*TASK ITEM*:
The lines to copy are those in the listing below that contain the word "estimated".

*EXERCISE INPUT*:
Start of Block
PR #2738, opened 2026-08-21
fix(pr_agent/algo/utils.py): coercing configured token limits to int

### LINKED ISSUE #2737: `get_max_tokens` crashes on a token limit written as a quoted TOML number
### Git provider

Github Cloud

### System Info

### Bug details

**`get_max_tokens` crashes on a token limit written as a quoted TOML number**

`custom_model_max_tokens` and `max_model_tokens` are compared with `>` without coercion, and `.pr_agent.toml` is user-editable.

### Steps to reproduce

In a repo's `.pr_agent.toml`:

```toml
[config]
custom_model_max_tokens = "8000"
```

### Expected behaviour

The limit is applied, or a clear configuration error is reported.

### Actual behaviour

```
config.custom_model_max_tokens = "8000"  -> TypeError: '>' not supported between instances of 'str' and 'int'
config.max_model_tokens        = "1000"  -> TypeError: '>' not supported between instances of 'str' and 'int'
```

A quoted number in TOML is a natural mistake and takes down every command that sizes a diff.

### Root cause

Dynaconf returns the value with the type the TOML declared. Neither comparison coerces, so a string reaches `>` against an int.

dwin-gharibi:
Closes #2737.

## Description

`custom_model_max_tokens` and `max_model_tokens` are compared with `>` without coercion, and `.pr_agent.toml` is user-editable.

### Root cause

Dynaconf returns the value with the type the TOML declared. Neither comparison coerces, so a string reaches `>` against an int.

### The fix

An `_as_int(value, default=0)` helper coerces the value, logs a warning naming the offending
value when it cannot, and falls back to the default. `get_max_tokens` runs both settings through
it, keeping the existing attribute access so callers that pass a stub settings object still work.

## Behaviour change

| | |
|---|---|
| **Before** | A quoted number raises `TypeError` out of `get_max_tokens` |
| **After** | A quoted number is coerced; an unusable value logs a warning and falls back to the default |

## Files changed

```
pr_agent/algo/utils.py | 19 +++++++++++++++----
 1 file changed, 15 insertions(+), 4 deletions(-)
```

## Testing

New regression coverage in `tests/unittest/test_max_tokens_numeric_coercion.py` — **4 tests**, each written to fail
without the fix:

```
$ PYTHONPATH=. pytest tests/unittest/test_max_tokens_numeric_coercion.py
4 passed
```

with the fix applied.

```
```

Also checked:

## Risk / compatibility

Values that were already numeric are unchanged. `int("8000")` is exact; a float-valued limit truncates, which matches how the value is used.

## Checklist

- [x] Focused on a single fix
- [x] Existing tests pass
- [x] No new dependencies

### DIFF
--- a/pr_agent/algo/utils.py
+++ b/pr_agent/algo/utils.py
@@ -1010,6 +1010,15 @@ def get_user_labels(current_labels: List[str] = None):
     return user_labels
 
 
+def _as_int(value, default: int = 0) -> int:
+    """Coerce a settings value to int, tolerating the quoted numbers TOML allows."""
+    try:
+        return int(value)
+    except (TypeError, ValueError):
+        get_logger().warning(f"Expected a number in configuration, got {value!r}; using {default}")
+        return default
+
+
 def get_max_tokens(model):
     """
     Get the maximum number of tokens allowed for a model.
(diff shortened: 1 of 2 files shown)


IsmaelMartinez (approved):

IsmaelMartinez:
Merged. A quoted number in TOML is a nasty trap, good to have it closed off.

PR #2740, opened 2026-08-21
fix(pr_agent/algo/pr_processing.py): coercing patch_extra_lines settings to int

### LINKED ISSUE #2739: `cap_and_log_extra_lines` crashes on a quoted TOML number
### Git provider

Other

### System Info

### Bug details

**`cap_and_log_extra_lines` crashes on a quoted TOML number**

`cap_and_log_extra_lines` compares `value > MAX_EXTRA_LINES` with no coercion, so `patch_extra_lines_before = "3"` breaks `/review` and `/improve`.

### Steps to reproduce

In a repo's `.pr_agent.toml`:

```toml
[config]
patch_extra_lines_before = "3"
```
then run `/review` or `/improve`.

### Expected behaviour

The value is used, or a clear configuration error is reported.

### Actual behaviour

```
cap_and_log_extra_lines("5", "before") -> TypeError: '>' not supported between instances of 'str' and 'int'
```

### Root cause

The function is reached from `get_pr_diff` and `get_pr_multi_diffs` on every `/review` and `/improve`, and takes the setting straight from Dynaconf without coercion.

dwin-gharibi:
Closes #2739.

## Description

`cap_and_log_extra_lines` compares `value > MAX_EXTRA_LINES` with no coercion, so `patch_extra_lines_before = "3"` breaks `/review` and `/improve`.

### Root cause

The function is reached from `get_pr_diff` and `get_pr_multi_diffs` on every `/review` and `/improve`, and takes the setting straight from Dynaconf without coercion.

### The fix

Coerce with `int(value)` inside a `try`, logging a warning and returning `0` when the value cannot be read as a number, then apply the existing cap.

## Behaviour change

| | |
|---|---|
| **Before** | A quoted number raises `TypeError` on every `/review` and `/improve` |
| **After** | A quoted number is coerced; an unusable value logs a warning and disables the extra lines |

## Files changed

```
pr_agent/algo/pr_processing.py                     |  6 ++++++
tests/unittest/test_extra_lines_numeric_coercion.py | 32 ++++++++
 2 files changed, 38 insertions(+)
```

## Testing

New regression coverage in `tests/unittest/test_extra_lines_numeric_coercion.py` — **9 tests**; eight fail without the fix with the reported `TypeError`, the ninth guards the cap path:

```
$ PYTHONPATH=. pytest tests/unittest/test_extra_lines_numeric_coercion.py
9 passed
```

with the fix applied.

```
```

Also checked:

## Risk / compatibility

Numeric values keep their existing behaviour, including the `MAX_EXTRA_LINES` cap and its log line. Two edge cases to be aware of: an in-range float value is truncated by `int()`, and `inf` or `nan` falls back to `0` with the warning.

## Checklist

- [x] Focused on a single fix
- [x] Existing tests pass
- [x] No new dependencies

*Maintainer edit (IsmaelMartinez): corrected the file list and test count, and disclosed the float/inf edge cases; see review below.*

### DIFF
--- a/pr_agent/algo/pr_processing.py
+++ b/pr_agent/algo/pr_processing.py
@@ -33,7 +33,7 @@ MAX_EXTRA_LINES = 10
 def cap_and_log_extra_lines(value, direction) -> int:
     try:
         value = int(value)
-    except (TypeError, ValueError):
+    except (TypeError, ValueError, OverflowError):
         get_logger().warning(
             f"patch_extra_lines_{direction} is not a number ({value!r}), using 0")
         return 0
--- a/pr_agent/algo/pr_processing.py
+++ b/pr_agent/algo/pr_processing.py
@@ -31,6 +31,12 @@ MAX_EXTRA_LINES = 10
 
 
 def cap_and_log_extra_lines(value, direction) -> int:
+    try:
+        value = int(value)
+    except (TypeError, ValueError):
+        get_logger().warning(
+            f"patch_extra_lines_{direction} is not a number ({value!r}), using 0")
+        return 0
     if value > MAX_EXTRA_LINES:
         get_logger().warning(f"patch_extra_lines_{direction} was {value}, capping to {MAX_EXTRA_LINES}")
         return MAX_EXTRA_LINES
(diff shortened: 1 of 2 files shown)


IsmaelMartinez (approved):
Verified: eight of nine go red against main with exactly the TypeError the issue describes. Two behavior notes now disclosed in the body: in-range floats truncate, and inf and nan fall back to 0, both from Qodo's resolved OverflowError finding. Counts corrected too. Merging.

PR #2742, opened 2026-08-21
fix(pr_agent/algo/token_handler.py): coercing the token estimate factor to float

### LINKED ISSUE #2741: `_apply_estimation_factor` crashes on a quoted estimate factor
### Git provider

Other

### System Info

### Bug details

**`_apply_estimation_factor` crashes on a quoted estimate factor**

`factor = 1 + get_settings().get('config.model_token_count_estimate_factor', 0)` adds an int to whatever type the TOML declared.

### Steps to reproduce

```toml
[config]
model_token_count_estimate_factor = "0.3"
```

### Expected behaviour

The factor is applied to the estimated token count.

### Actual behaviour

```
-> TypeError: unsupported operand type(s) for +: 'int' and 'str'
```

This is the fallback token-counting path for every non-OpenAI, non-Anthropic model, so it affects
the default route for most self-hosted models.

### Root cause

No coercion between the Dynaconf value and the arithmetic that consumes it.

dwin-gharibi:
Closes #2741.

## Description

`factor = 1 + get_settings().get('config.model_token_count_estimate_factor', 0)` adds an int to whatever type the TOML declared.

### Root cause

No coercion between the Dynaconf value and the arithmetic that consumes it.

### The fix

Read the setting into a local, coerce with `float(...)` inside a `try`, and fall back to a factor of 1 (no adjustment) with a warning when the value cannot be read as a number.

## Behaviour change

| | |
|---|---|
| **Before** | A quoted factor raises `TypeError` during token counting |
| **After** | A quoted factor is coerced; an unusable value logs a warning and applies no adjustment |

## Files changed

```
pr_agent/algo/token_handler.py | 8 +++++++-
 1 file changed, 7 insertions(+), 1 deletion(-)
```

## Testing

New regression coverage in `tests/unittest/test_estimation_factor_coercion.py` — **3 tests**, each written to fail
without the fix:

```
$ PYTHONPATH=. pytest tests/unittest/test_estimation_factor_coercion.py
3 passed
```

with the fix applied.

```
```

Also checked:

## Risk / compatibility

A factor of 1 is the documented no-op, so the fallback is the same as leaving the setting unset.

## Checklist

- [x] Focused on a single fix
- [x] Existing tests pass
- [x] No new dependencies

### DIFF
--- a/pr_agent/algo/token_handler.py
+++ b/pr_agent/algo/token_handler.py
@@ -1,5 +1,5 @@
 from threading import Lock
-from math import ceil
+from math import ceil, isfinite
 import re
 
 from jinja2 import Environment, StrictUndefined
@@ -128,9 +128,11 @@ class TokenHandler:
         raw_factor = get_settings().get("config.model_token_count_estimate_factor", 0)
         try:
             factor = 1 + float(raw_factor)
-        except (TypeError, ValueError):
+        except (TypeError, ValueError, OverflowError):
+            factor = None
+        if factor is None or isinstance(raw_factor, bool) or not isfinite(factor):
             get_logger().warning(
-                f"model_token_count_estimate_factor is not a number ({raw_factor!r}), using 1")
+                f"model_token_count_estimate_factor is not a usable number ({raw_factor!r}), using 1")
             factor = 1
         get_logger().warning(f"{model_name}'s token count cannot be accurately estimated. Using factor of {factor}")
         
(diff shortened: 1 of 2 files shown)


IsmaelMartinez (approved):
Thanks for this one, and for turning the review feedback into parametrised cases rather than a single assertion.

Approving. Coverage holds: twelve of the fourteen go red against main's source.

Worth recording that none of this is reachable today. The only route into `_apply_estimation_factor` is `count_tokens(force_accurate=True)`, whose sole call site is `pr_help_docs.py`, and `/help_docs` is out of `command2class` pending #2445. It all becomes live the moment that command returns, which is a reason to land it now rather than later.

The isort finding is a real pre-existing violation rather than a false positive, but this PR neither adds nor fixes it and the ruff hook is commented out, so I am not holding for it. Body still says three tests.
End of Block
*TASK RESPONSE*:
The factor is applied to the estimated token count.
         get_logger().warning(f"{model_name}'s token count cannot be accurately estimated. Using factor of {factor}")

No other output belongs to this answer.